Records from a data collection
○ ○ ○ ○ ○ ○ ○

PR #7896, opened 2020-04-20
Fix semantic versioning link

hugopeixoto:
On https://docs.rubocop.org/en/latest/versioning/, the first sentence under Release Policy reads:

> We're following http://semver.org/[SemVer] (as much as one can be following it when the major version is 0).

This PR changes the semver link to a markdown link. The other line changes are to keep the paragraph aligned to textwidth=72.

### DIFF
--- a/manual/versioning.md
+++ b/manual/versioning.md
@@ -9,12 +9,13 @@ configuration.
 
 ## Release Policy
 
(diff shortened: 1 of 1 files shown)


koic:
Thanks!

bbatsov:
Ops, seems I went AsciiDoc here! :D

PR #8340, opened 2020-07-14
[Fix #8335] Improve class detection in `Style/RedundantRegexpEscape`

### LINKED ISSUE #8335: Style/RedundantRegexpEscape can generate incorrect fixes for hyphens in character classes
`RedundantRegexpEscape` is meant to detect and remove unneeded escapes for regular expressions. In certain cases an escaped hyphen in the middle of a character class can be automatically unescaped such that its meaning changes from a literal hyphen to creating a range match.

--------

## Expected behavior

A hyphen in the middle of a character class should only be unescaped if its resulting meaning stays the same.

## Actual behavior

In at least some scenarios the hyphen can be converted to a range meaning. See below for a concrete example.

Example regexp: `%r{[:\.\-/]*[^:\.\-/]+[:\.\-/]*}`
This regexp could be safely reduced to `%r{[:./-]*[^:./-]+[:./-]*}` (moving the hyphen to the end of each class to avoid creating a range). Or one could leave the hyphen in place but leave it escaped (only un-escaping the period).
Test string `"america:pnw.oregon-portland/kenton"`
Using Ruby `scan`, results are: `["america:", "pnw.", "oregon-", "portland/", "kenton"]`

Under this version of Rubocop the regexp above is incorrectly simplified to `%r{[:\.-/]*[^:.\-/]+[:\.-/]*}`
Ruby `scan` with this change instead yields: `["america:", "pnw.", "oregon", "portland/", "kenton"]`

## RuboCop version

```
$ bundle exec rubocop -V
0.88.0 (using Parser 2.7.1.4, rubocop-ast 0.1.0, running on ruby 2.6.6 x86_64-darwin19)
```

owst:
The previous code wouldn't detect character classes that had ":" as
their first element (due to a poor attempt at avoiding issues due to
POSIX bracket expressions). The handling of nested character classes was
also improved to avoid false-negatives.

-----------------

* [x] Added tests.

### DIFF
--- a/CHANGELOG.md
+++ b/CHANGELOG.md
@@ -7,6 +7,7 @@
 * [#8324](https://github.com/rubocop-hq/rubocop/issues/8324): Fix crash for `Layout/SpaceAroundMethodCallOperator` when using `Proc#call` shorthand syntax. ([@fatkodima][])
 * [#8323](https://github.com/rubocop-hq/rubocop/issues/8323): Fix a false positive for `Style/HashAsLastArrayItem` when hash is not a last array item. ([@fatkodima][])
 * [#8299](https://github.com/rubocop-hq/rubocop/issues/8299): Fix an incorrect auto-correct for `Style/RedundantCondition` when using `raise`, `rescue`, or `and` without argument parentheses in `else`. ([@koic][])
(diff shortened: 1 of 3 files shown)


marcandre:
Thanks for the quick fix! 👍

(Merging, I'm assuming failures are due to broken build...)

PR #8341, opened 2020-07-14
Add new `Lint/EmptyConditionalBody` cop

fatkodima:
This cop checks for empty bodies in `if`/`elsif`/`unless` branches.
This is in addition to existent `Lint/EmptyWhen` cop.


lib/rubocop/cop/lint/uri_regexp.rb
```diff
@@ -43,10 +43,8 @@ def on_send(node)
 
         def autocorrect(node)
           lambda do |corrector|
-            if (captured_values = uri_regexp_with_argument?(node))
-            else
-              captured_values = uri_regexp_without_argument?(node)
-            end
+            captured_values =
```
rrosenblum, line 46: I'm always happy when a new cop catches weird code within our own source code. Really helps to confirm that the cop is useful.

bbatsov:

○ ○ ○ ○ ○ ○ ○

Scan the entries above for the word "first", then copy every line in which it occurs.

On https://docs.rubocop.org/en/latest/versioning/, the first sentence under Release Policy reads:
their first element (due to a poor attempt at avoiding issues due to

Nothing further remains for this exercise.